_Data for analysis_
+-------+
PR #696, opened 2024-02-12
New method to copy metadata from parent to child with exclusions

smcgrattan:
Adds method to copy metadata from parent to child while specifying parameters not to copy

### DIFF
--- a/src/main/java/emissary/core/IBaseDataObjectHelper.java
+++ b/src/main/java/emissary/core/IBaseDataObjectHelper.java
@@ -19,6 +19,7 @@ import java.util.Map;
 import java.util.Optional;
 import java.util.Set;
 import java.util.regex.Pattern;
+import java.util.stream.StreamSupport;
 import javax.annotation.Nullable;
 
 /**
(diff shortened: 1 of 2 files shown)


src/main/java/emissary/core/IBaseDataObjectHelper.java
```diff
@@ -219,6 +220,26 @@ public static void addParentInformationToChildren(final IBaseDataObject parent,
...
+     * @param excludedParametersPattern compiled regular expression specifying parameter names not to copy down
+     */
+
+    public static void addParentInformationToChildExcluding(final IBaseDataObject parentIBaseDataObject,
+            final IBaseDataObject childIBaseDataObject,
+            final Pattern excludedParametersPattern) {
+        Validate.notNull(parentIBaseDataObject, "Required: parentIBaseDataObject not null");
+        Validate.notNull(childIBaseDataObject, "Required: childIBaseDataObject not null");
+        Validate.notNull(excludedParametersPattern, "Required: excludedParametersPattern not null");
+        StreamSupport.stream(parentIBaseDataObject.getParameterKeys().spliterator(), false)
```
cfkoehler, line 238: Java 11 allows this to be simplified if we want.
```suggestion
        parentIBaseDataObject.getParameterKeys().stream()
```

PR #718, opened 2024-03-06
Add IBDO method to ensure data is available.

jdcove2:
This PR adds a method to IBaseDataObject and BaseDataObject that checks whether there is valid data and that it is non-zero in length.

### DIFF
--- a/src/main/java/emissary/core/BaseDataObject.java
+++ b/src/main/java/emissary/core/BaseDataObject.java
@@ -463,6 +463,16 @@ public class BaseDataObject implements Serializable, Cloneable, Remote, IBaseDat
     }
 
     /**
+     * Checks if the data is defined with a non-zero length.
+     * 
+     * @return if data is undefined or zero length.
+     */
+    @Override
+    public boolean isDataEmpty() throws IOException {
+        return getDataState() == DataState.NO_DATA || getChannelSize() == 0;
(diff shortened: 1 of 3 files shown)


fbruton (dismissed):

src/main/java/emissary/core/BaseDataObject.java
```diff
@@ -462,6 +462,16 @@ public void setData(@Nullable final byte[] newData, final int offset, final int
...
 
+    /**
+     * Checks if the data is defined with a non-zero length.
+     * 
+     * @return if data is undefined or zero length.
+     */
+    @Override
+    public boolean isDataEmpty() throws IOException {
+        return getDataState() == DataState.NO_DATA || getChannelSize() == 0;
+    }
```
drivenflywheel, line 473: Could we invert this logic and change its name to `hasContent`?  That name seems more intuitive to me, and it keeps the internals internal. (`getChannelSize` already includes the `getDataState()` check, so its inclusion here would be redundant).
```suggestion
    public boolean hasContent() throws IOException {
        return getChannelSize() > 0;
    }
```

drivenflywheel (changes requested):

fbruton (approved):

drivenflywheel (approved):

PR #720, opened 2024-03-13
Remove old ObjectTracing class

arp-0984:
Dependency on downstream project has been removed, so remove this class as it is onw ununsed.


drivenflywheel (approved):
Yeet!

cfkoehler (approved):

PR #366, opened 2025-06-14
Chapter 3/4 Config files + Basic Chapter changes

MrOinky:
Since people will be PRing Chapter 3+4 changes i figure that having config files in place for both of these will be important!
Also adds updated Stats, Titles, Powers, and Spell Descriptions from the new Chapters for when these chapters are chosen in mod create (or set by any other means)
Susie's heal spell and it's related power stat are unchanged as i've only been working through non-mechanical changes for this PR and those are both tied to new mechanics of that spell


NyakoFox:
LGTM, thank you!

PR #367, opened 2025-06-14
TIRED/Pacify changes for Chapter 3+4

MrOinky:
(Redo of #362, This version of the PR is based on #366 so that Chapter configs can be committed seperately in case this has to be reverted or something)

Adds TIRED messages, AWAKE messages, and the flashing effect on enemy names and pacifying spells when the Chapter is set to 3 or 4 (or their respective configuration options are enabled).

My implementation for the spell changes specifically may be slightly suboptimal - while it's got no immediate problems, using color as a function feels off but otherwise like the most appropriate way to allow dynamic colouring
In that regard, there is also a **breaking change** for if the `color` component of a battle menu item is accessed after being added (with `Battle:addMenuItem()`). Now you get the color by calling it as a function e.g. `item:color()` rather than indexing it like `item.color`


NyakoFox:
As the depending PR got merged, somehow the commits had different IDs -- you might want to rebase on top of master and drop the duplicated commits as they're causing merge conflicts. If you use GitHub Desktop, I apologize

MrOinky:
Rebased and the conflicts seem to have cleared up on my end! Let me know if the git history is still messed up in some way i've not noticed

NyakoFox:
LGTM -- there's a few changes I'd make, but unfortunately those are out of the scope of this PR (& would require a lot of battle menu changes to fix, so...)

PR #374, opened 2025-06-24
Config for the new magic glass

AcousticJammYT:
I just feel like the new magic glass sprite should be used if it's in the engine. Let me know if any of the chapters' configs is wrong.

### DIFF
--- a/configs/chapter1.json
+++ b/configs/chapter1.json
@@ -42,5 +42,7 @@
     "pushBlockInputLock": true,      // Whether to lock the player's input when pushing a block
     "keepTensionAfterBattle": false, // Whether TP should be kept after battle instead of reset
     "overworldSpells": true,         // Whether spells should be usable in the overworld
-    "damageUnderflowFix": true       // When disabled, negative enemy damage heals the enemy and displays a negative damage number
+    "damageUnderflowFix": true,      // When disabled, negative enemy damage heals the enemy and displays a negative damage number
+	
+	"newMagicGlass": false           // Whether MagicGlass uses the new sprite or not
 }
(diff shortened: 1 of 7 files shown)


MrOinky:
Chapter 3 uses the old `spr_magicalGlass_classic` sprite in DELTARUNE, so only Chapter 4 should use the new one
As for the config name it might make more sense to be `oldMagicGlass` with the condition inverted for consistency with the names of other visual changes in the config?

AcousticJamm-dev:
Got it, will make the change

AcousticJamm-dev:
Both suggested changes have been made.

nightpool:
@AcousticJammYT I noticed that you're using tabs instead of spaces here. You can see in the Github web UI that this is leading to mismatched indentation / whitespace errors. I'm not sure what the maintainers' opinion is, but I would suggest updating the formatting and whitespace style to match the rest of the file:

image

Which editor did you use to edit this file? VSCode will read the `.editorconfig` file at the root of this repository and configure your tab/space settings automatically, among other formatting options.

AcousticJamm-dev:
I hate how Github doesn't automatically convert them. And I'm actually using N++.

In any case, fixed.

NyakoFox:
This has been left open for so long because quite honestly I don't really get the point? DR is also incredibly inconsistent with the magical glass sprites it uses.

AcousticJamm-dev:
In that case, would you be more likely to accept it if I made it a property of the event instead, or should I just close this PR?

NyakoFox:
Feel free to make it a property, yeah.

AcousticJamm-dev:
Change made, it is only a property now

PR #378, opened 2025-07-02
Spell select and cast animations

CosmicPikachu001:
Spells would have the new fields `select_anim` and `cast_anim`, allowing for different spells to have different animations.

Also fixes a typo in `src/engine/game/common/data/spell` where it says 'disaply' instead of 'display'.


NyakoFox:
Oh this looks great, thank you!

PR #379, opened 2025-07-08
Fix sparing without an animation breaking battles

MrOinky:
Light World Kris and Susie will no longer cause the fabric of battles to break entirely as they inanimately stare you down... (Or any party lacking spare animations)


NyakoFox:
Are they stupid why do they do that

PR #380, opened 2025-07-16
Load all texture formats that LOVE supports

Hyperboid:


NyakoFox:
This one's been sitting here for a while solely because I don't really want to say this -- but if anything, we should *remove* `jpg` rather than add new formats. We don't want to encourage things like jpg so it shouldn't really be allowed by default... and honestly, I don't know anything about the other formats.

Is there an argument for why we SHOULD accept these?

ghost:
if someone is using .jpg, they probably already know what they're doing.
It would probably will be a big meme image, where lossy compression won't matter as much.

It's nice to allow more option for people without forcing them to convert these images to PNGs.

Hyperfae:
There isn't any real argument for this, no. At the time, I was trying to load an OpenEXR image to use as a high-quality normal map. Looking back on it, for the rare cases where an unusual image format is preferred, `love.graphics.newImage` will do just fine.

PR #387, opened 2025-07-27
Added :addTemporaryMercy function to EnemyBattler

HmmNoPls:
This is used by some enemies such as Shadowguy and Organikk in Deltarune.
DamageNumber has been modified to make changing the current text possible
Additionally, fixed a small typo in hotswapper.lua

### DIFF
--- a/.gitignore
+++ b/.gitignore
@@ -1,4 +1,5 @@
 .vscode/
+.DS_Store
 
 mods/*
 !mods/_light/


NyakoFox:
A cleaner commit history would be nice next time, but I can squash this time. Thanks!

(Also, never make a PR from your main branch, because each PR needs to be its own branch.)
+-------+
Go through the listing above, and whenever a line holds the word "without", copy it.

_Task answer_
Fix sparing without an animation breaking battles
It's nice to allow more option for people without forcing them to convert these images to PNGs.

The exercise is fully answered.